* [Problem to work on]:
Wherever "logos" appears in the records below, copy the line that holds it.

* [Data records]:
-- Opening Marker --
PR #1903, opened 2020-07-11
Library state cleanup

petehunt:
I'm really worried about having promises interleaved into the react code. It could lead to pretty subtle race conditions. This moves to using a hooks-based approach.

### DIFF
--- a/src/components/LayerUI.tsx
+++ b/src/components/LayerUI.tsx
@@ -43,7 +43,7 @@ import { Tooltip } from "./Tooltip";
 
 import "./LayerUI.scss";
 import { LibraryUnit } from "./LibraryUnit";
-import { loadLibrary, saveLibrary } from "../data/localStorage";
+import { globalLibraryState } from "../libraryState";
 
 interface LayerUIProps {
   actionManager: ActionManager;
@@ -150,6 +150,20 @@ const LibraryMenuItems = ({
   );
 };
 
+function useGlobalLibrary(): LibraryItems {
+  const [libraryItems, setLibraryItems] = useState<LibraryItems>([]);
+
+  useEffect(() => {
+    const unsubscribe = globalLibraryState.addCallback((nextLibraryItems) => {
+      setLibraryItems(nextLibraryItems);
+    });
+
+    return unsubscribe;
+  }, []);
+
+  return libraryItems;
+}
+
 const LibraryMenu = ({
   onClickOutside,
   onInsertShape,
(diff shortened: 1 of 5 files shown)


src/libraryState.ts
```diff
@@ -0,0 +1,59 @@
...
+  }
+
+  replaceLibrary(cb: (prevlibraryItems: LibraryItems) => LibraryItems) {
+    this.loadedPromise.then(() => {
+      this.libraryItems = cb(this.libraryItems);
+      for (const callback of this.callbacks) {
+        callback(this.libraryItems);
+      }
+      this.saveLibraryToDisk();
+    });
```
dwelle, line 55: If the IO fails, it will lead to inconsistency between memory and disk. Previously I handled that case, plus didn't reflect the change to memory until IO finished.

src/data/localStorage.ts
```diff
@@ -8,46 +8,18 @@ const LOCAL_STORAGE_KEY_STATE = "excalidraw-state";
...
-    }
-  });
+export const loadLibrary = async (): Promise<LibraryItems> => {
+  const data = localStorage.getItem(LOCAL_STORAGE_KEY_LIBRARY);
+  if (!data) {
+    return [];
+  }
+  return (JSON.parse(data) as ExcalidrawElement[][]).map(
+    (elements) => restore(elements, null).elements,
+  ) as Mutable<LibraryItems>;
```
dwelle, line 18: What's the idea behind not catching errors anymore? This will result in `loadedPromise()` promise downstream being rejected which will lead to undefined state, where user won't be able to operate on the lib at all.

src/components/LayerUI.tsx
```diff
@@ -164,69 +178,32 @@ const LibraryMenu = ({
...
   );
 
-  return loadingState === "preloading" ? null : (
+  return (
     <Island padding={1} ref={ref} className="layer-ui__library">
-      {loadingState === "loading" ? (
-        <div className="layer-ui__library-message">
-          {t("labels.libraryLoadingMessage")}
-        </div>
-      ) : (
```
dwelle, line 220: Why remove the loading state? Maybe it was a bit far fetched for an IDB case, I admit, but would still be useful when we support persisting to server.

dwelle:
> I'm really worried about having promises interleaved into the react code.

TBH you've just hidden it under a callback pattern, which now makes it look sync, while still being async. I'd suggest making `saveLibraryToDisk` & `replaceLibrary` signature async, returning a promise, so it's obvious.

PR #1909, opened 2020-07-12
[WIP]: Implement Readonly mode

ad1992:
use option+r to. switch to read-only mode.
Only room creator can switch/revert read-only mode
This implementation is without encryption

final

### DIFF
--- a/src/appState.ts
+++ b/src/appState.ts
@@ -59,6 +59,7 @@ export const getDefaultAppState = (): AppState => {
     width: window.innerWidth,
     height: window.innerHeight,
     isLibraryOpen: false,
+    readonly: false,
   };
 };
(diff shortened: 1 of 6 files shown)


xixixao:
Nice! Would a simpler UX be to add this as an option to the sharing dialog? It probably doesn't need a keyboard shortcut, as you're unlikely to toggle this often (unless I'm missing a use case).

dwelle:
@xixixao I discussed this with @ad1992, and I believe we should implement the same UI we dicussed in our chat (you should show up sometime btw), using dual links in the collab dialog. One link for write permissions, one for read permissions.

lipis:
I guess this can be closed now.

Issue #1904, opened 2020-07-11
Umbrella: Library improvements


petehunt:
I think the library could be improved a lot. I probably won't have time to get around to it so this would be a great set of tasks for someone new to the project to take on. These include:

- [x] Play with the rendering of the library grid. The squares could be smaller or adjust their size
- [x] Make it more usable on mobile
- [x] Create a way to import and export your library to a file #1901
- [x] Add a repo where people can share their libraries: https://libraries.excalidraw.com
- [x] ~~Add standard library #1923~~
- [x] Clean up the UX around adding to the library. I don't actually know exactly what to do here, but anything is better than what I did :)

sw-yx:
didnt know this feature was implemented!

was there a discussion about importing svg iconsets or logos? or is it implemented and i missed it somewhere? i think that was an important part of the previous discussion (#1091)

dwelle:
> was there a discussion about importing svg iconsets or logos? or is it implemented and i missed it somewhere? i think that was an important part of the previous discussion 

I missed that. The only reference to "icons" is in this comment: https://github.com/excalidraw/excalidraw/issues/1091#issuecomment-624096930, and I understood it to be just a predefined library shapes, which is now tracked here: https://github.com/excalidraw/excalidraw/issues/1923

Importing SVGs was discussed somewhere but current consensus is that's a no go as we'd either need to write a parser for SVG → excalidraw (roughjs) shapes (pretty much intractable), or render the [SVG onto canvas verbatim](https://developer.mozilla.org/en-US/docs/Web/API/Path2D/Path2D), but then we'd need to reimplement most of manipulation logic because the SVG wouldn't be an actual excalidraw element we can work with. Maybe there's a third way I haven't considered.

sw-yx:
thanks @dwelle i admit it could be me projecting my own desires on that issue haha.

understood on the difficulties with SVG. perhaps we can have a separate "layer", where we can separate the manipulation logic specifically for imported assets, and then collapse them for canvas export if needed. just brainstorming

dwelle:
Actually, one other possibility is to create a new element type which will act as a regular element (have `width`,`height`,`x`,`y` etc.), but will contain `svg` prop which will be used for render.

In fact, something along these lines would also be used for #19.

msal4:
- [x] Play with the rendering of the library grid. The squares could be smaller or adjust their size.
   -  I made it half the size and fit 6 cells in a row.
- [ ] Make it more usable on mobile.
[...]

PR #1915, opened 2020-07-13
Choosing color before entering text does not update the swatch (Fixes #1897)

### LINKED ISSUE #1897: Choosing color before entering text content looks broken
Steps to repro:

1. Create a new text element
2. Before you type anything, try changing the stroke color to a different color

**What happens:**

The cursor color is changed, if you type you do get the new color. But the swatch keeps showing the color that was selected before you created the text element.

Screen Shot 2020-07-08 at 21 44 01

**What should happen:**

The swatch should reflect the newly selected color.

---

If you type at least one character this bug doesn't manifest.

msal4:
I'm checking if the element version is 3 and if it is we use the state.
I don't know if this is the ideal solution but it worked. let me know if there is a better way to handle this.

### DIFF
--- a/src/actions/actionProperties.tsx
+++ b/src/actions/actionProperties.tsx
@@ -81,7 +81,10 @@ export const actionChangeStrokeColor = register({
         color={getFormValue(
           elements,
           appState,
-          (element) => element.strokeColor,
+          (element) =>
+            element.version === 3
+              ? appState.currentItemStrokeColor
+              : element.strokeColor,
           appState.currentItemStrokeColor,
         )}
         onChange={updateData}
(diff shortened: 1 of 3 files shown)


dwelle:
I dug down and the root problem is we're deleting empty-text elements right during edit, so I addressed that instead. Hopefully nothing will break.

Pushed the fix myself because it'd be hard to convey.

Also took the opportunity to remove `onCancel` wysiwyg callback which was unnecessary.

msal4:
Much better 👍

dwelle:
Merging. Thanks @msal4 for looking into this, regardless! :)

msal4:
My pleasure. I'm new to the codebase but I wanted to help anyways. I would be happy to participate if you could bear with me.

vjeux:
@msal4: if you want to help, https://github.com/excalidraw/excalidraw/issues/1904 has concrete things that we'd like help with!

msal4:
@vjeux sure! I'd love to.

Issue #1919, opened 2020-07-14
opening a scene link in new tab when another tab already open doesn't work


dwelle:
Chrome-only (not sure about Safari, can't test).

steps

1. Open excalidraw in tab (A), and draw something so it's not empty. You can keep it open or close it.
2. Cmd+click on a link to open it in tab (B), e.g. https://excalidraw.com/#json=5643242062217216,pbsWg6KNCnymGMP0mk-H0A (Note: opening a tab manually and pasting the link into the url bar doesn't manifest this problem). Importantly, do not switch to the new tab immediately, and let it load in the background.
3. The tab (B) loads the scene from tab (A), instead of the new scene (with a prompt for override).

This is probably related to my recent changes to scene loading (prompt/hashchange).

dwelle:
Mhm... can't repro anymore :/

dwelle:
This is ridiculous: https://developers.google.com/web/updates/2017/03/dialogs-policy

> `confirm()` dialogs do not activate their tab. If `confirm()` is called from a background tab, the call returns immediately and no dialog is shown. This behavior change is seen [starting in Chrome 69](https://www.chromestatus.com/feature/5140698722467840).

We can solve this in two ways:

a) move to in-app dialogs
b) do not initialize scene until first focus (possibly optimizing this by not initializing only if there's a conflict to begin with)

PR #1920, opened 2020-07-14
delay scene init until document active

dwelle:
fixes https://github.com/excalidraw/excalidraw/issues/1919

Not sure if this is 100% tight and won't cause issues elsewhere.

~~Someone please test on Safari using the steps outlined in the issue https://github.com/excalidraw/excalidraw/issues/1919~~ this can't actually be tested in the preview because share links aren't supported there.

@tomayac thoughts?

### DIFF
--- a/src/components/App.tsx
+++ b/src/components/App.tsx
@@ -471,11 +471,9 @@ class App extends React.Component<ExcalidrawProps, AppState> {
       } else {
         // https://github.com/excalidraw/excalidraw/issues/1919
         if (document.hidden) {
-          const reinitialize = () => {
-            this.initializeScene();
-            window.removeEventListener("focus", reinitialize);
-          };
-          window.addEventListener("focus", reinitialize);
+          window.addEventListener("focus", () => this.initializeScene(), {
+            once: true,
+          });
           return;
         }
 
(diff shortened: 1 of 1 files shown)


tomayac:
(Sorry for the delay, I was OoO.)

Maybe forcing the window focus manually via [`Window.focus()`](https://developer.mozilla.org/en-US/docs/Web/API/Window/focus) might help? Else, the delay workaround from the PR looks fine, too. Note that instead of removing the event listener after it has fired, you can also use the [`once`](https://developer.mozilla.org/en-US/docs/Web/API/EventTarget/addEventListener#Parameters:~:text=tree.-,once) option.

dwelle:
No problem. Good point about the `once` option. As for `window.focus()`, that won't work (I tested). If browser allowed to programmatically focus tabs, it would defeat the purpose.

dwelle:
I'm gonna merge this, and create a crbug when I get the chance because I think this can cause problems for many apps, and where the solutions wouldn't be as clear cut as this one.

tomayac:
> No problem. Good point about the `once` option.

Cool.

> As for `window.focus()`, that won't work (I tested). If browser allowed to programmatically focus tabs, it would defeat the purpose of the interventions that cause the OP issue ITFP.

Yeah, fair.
-- Closing Marker --
* [Answer section]:
was there a discussion about importing svg iconsets or logos? or is it implemented and i missed it somewhere? i think that was an important part of the previous discussion (#1091)
> was there a discussion about importing svg iconsets or logos? or is it implemented and i missed it somewhere? i think that was an important part of the previous discussion 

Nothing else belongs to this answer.